§ INSTRUCTIONS FOR THE TASK:
Output all of the records exactly, word for word.

BEGIN DATASET EXTRACT

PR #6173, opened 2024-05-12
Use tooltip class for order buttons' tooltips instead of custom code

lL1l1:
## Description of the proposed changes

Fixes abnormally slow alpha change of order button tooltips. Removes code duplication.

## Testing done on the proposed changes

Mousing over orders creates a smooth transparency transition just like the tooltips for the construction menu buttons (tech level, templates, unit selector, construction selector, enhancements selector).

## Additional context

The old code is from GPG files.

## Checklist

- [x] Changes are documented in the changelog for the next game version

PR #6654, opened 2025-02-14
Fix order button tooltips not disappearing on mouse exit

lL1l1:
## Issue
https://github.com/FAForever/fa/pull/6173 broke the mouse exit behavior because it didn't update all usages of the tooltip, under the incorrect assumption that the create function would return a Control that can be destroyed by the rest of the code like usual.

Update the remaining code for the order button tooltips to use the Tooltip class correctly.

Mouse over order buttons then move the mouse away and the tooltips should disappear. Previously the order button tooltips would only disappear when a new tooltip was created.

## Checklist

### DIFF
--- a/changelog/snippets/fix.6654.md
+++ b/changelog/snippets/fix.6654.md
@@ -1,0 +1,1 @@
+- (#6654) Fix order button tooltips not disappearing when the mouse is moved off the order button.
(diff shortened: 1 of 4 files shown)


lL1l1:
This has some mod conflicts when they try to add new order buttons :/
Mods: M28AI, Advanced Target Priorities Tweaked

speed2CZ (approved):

END DATASET EXTRACT

§ COMPLETED TASK:
PR #6173, opened 2024-05-12
Use tooltip class for order buttons' tooltips instead of custom code

lL1l1:
## Description of the proposed changes

Fixes abnormally slow alpha change of order button tooltips. Removes code duplication.

## Testing done on the proposed changes

Mousing over orders creates a smooth transparency transition just like the tooltips for the construction menu buttons (tech level, templates, unit selector, construction selector, enhancements selector).

## Additional context

The old code is from GPG files.

## Checklist

- [x] Changes are documented in the changelog for the next game version

PR #6654, opened 2025-02-14
Fix order button tooltips not disappearing on mouse exit

lL1l1:
## Issue
https://github.com/FAForever/fa/pull/6173 broke the mouse exit behavior because it didn't update all usages of the tooltip, under the incorrect assumption that the create function would return a Control that can be destroyed by the rest of the code like usual.

Update the remaining code for the order button tooltips to use the Tooltip class correctly.

Mouse over order buttons then move the mouse away and the tooltips should disappear. Previously the order button tooltips would only disappear when a new tooltip was created.

## Checklist

### DIFF
--- a/changelog/snippets/fix.6654.md
+++ b/changelog/snippets/fix.6654.md
@@ -1,0 +1,1 @@
+- (#6654) Fix order button tooltips not disappearing when the mouse is moved off the order button.
(diff shortened: 1 of 4 files shown)


lL1l1:
This has some mod conflicts when they try to add new order buttons :/
Mods: M28AI, Advanced Target Priorities Tweaked

speed2CZ (approved):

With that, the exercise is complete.